Tuesday, August 16, 2016

CC1101 Atmega32u USB dongle + python = RFkitten

The goal

Write software to communicate with my first USB dongle - CC1101 Atmega32u

Usability

Mostly for fun, knowing better wireless devices and protocols, especially OOK.

Code


Hardware


Description


You probably wondering about the name "RFkitten"? Of course there is RFCat, which is great software/firmware for CC1111 EMK or YARD Stick One dongles. The second part of "RFcat" seems been taken from Linux cat program, it looks like an allegory of browsing in-the-air data just like regular files in Linux. Fun fact is that most of people know "cat" from printing files on console, but main function is to conCATenate files.

Why "RFkitten"? Because it's quite similar to "RFCat" but at the end it's not the same thing, it uses different wireless chip CC1101 instead of CC1111 and external atmega32u4 MCU instead of build-in one. This was the first call to go into the cat -> kitten abstraction, second was that RFCat is stable software (unfortunately I didn't have occasion to use it), my version where just born, hence "kitten".

I think CC1101+Atmega32u dongle has feature, mostly because of LUFA, there are many examples like ethernet cards, keyboards, joysticks and audio hosts/devices using it and I think it's nice that you can push more into hardware (dongle).

I plan to add wireless data transmitter (OOK) to my UNI-T digital multimeter, and on the other side I'll have this dongle working as virtual serial port.
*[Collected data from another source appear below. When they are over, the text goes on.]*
PR #31100, opened 2026-08-25
[front] fix: three retry-boundary bugs in the agent loop

Nils-Fedrigo:
## Description

Three independent bug fixes in the agent loop, all pre-existing on `main`, all sharing a root cause: something re-runs a model step and the previous attempt's leftovers are not cleaned up. Grouped because they are prerequisites for the auto-stream failover work stacked on top of this PR, which turns each of them from rare into routine.

**1. Step contents of a superseded attempt survived a re-run.** Versioning is per `(step, index)`, so a re-run that emits *fewer* contents than the previous attempt left that attempt's trailing indexes behind as the latest version of their own index — two runs mixed into one message. `AgentStepContentResource.createNewVersions` now accepts `replacesStep` for writes that carry a step's whole output (as opposed to appending a single content, like the error content published on failure) and drops the trailing rows. Rows referenced by a tool execution are deliberately left alone: the FK is `RESTRICT`, and a referenced content means that attempt's tools actually ran, which is not ours to unwind. The existing-content query widens from specific indexes to the whole step — same index prefix, same cost — which is what makes the trailing rows visible.

**2. The streaming hook only detected a retry boundary on a chain-of-thought event.** A retry that emitted no CoT (a `none`-effort model) never tripped the boundary, so the new call's answer was appended to the dead call's partial text. `lastCoTTraceId` becomes `lastTraceId`, tracked on any generation classification. On a plain-token boundary the unflushed chain of thought is also cleared, so the classification transition does not commit the dead call's thinking as an activity step. CoT shadow-buffer behaviour is unchanged.

**3. Reasoning was replayed to whichever provider the payload was headed to.** A thinking signature or reasoning-item id is only valid for the provider that produced it. `toBaseMessages` now takes the target provider and drops reasoning that came from another one; text and tool calls are provider-agnostic and always kept.

## Tests

Fix 3 is a **no-op on current behaviour** — the provider cannot change mid-message today — so it is covered by the updated `transitionLLM.test.ts` assertions alone.

Fixes 1 and 2 are worth exercising manually, since both need a step to actually re-run:

- **Trailing step contents**: get an agent step to retry after emitting contents (e.g. kill the worker mid-stream) and confirm the message ends up with only the final attempt's contents, no interleaving. Then confirm the guard: if a tool execution references a trailing content, the row must survive and the `"Trailing step contents are all referenced by a tool execution, keeping them"` warning must fire.
- **Stream boundary**: force a Temporal retry on a step and confirm the answer *replaces* the dead call's partial text rather than appending to it, and that inline activity steps for that step are dropped. Worth checking on a `none`-effort model, which is the case the old code missed entirely.

## Risk

Fix 1 deletes rows, which is the only real risk here. It is scoped to a single `(workspaceId, agentMessageId, step)` and only to indexes past the one just written, it skips anything a tool execution references, and it runs only on the `replacesStep: true` call site. The blast radius of a bug is a message losing trailing contents of a step that was being rewritten anyway. Cache eviction alongside it is best-effort — a stale Redis field is re-read from PG on the next miss.

Fixes 2 and 3 are safe to roll back independently; nothing else depends on them at this point in the stack.

### DIFF
--- a/front/hooks/useAgentMessageStream.ts
+++ b/front/hooks/useAgentMessageStream.ts
@@ -379,8 +379,11 @@ export function useAgentMessageStream({
   // thinking (chain_of_thought) and writing (tokens), flushing completed
   // segments as activity steps on each switch.
   const lastClassification = useRef<"tokens" | "chain_of_thought" | null>(null);
-  // Tracks the traceId of the last CoT event to detect Temporal retry boundaries.
-  const lastCoTTraceId = useRef<string | null>(null);
+  // Tracks the traceId of the last generation event to detect Temporal retry
+  // boundaries. Any classification counts: a retry that emits no chain of thought
+  // (a `none`-effort model, e.g. after an auto-stream failover) must reset the
+  // accumulators too, otherwise its answer is appended to the dead call's text.
+  const lastTraceId = useRef<string | null>(null);
   // Tracks the agent-loop step of the last generation event. Combined with a
   // traceId change, an unchanged step number means the SAME step was re-run
   // (Temporal activity retry) rather than the loop advancing to a new step. It is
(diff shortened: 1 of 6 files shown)


Nils-Fedrigo:

- #31100 ◀
    - #31101
        - #31102
            - #31103

PR #31101, opened 2026-08-25
[front] add lastStreamModelResolutions to conversations

Nils-Fedrigo:
## Description

Adds a `lastStreamModelResolutions` jsonb column to `conversations`, and nothing else. The column is **inert at this commit** — no code reads or writes it. The follow-ups in the stack do.

It will hold, per conversation, the model each `(agent, stream)` pair last resolved to, so an `auto` stream can stay on one model across messages instead of walking its candidate pool from the top on every message.

Denormalised on the conversation row rather than read back from the messages because every caller that resolves a model already holds the conversation, which makes the lookup free. The alternative — a "latest stream-resolved agent message" query joining `messages` to `agent_messages` — costs a round-trip on the message-post path, and on a miss (conversation not on that stream, different agent, or first message, i.e. the common case) walks every message in the conversation before returning null.

Deliberately kept to the migration, the Sequelize column, and the one type its declaration needs, so the PR carrying the schema change is trivial to review and to revert.

## Deploy Plan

From PC side it will look like UNI-T is connected directly through serial cable, it will be transparent for logging software.

Device


I bought CC1101 ISM 433Mhz module and basically make an CC1101 Atmega32u USB dongle from it. It's also kind-of replica of busware's CC1101 USB Litle module V3, so in the future I could use busware's and my firmware.

CC1101 ISM 433Mhz module + atmega32u4 = ISM USB dongle

Software


I used python, because it's huge time-saving language when comes to prototyping, also RFCat is based on it. Maybe some day when I familiarize with RFCat sourses I could add CC1101+Atmega32u driver?. This would mean that my RFkitten grow up to be a RFCat, it would be nice to achieve this!

When you look into the RFkitten code, it uses couple of small functions to build CC1101 config. Main python script starts additional thread that reads data from virtual serial port, then decode and print on console, basically that's it. When you write something directly to serial port it will be send over the air, so it's kind of transparent. Config is send after DTR signal as you read in firmware section of CC1101 Atmega32u USB dongle, RFkitten just been born, hence it works only as OOK transmitter/decoder.

CC1101 config


Config is build as a dictionary and joined into one at join_config function. Register values are also binary OR-ed, since many registers use bits as flags for specified options. Config is pushed after DTR poke in push_config.
def join_config(*partial_cfg):
   cfg_f = {}
   for cfg in partial_cfg:
      for key in cfg:
         if key in cfg_f:
            cfg_f[key] |= cfg[key]
         else:
            cfg_f[key] = cfg[key]
   return cfg_f

def push_config(s, c):
   sleep(0.01)
   s.setDTR(0)
   s.setDTR(1)

   for reg, value in c.iteritems():
      s.write(bytearray([reg, value]))

   # end of config
   s.write(bytearray([0xff]))

   sleep(0.01)
Below you can find part of join and send.
   push_config(s, join_config(
                     get_cfg_init(),
                     modulation("ASK/OOK"),
                     manchaster(0),
                     base_frequency(433.92),
                     sensivity("27 dB"),
                     channel_bandwidth(100),
                     data_rate(9600),
                     packet_len(128),
                  )
               )
After sending initial config (above), you can also manipulate registers like below, but remember that PACKET_LEN register is 1 byte = 8 bits long, without additional flags that should be OR-ed, so it's save to do below.
      push_config(s, packet_len(128))

Decode OOK with regexp


I recommend you to read Hacking fixed key remotes, I don't want to double Andrew's descriptions here. I studied them before making my own decoder.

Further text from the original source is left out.